Further study details as provided by National Cancer Institute (NCI):

Study Start Date:

February 2002

Detailed Description:

OBJECTIVES:

Compare the immune reactivity in patients with resected stage IIB, IIC, III, or IV melanoma vaccinated with tyrosinase, gp100, and MART-1 peptides emulsified with Montanide ISA-51 with interleukin-12 and either alum adjuvant or sargramostim (GM-CSF).

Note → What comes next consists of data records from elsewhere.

PR #12, opened 2020-04-03
Add work API

qiujian16:


clusters/v1/types.go
```diff
@@ -148,3 +149,140 @@ type SpokeClusterList struct {
...
+	// +optional
+	RemoteGetter WorkRemoteGetter `json:"remoteGetter,omitempty" protobuf:"bytes,4,opt,name=remoteGetter"`
+}
+
+// WorkType represents the ty
+type WorkType string
+
+const (
+	// ObjectsWorkType means that the work is to deploy objects on the spoke cluster.
+	ObjectsWorkType WorkType = "objects"
```
TheRealHaoLiu: the behavior of this WorkType is not immediately apparent to me

TheRealHaoLiu: i really like how the syncset API allow us to define multiple resources in 1 syncset 
https://github.com/openshift/hive/blob/master/pkg/apis/hive/v1/syncset_types.go

clusters/v1/register.go
```diff
@@ -32,6 +32,8 @@ func addKnownTypes(scheme *runtime.Scheme) error {
 	scheme.AddKnownTypes(GroupVersion,
 		&SpokeCluster{},
 		&SpokeClusterList{},
+		&Work{},
```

OUTLINE: This is a randomized study. Patients are stratified according to disease stage (cutaneous stage IIB, IIC, III, and IV vs ocular and mucosal stage III and IV). Patients are randomized to 1 of 3 treatment arms.

Arm I: Patients receive vaccine with tyrosinase:368-376 (370D)/gp100:209-217 (210M)/MART-1:26-27 (27L) peptides emulsified with Montanide ISA-51 (ISA-51), low-dose interleukin-12 (IL-12) subcutaneously (SC), and alum adjuvant SC on day 1 of weeks 1, 3, 5, 7, 11, 15, 19, 27, and 53.
Arm II: Patients receive peptide vaccine emulsified with ISA-51, high-dose IL-12 SC, and alum adjuvant SC on day 1 of weeks 1, 3, 5, 7, 11, 15, 19, 27, and 53.
Arm III: Patients receive peptide vaccine emulsified with ISA-51 on day 1 and low-dose IL-12 SC and sargramostim (GM-CSF) SC on days 1-5 of weeks 1, 3, 5, 7, 11, 15, 19, 27, and 53.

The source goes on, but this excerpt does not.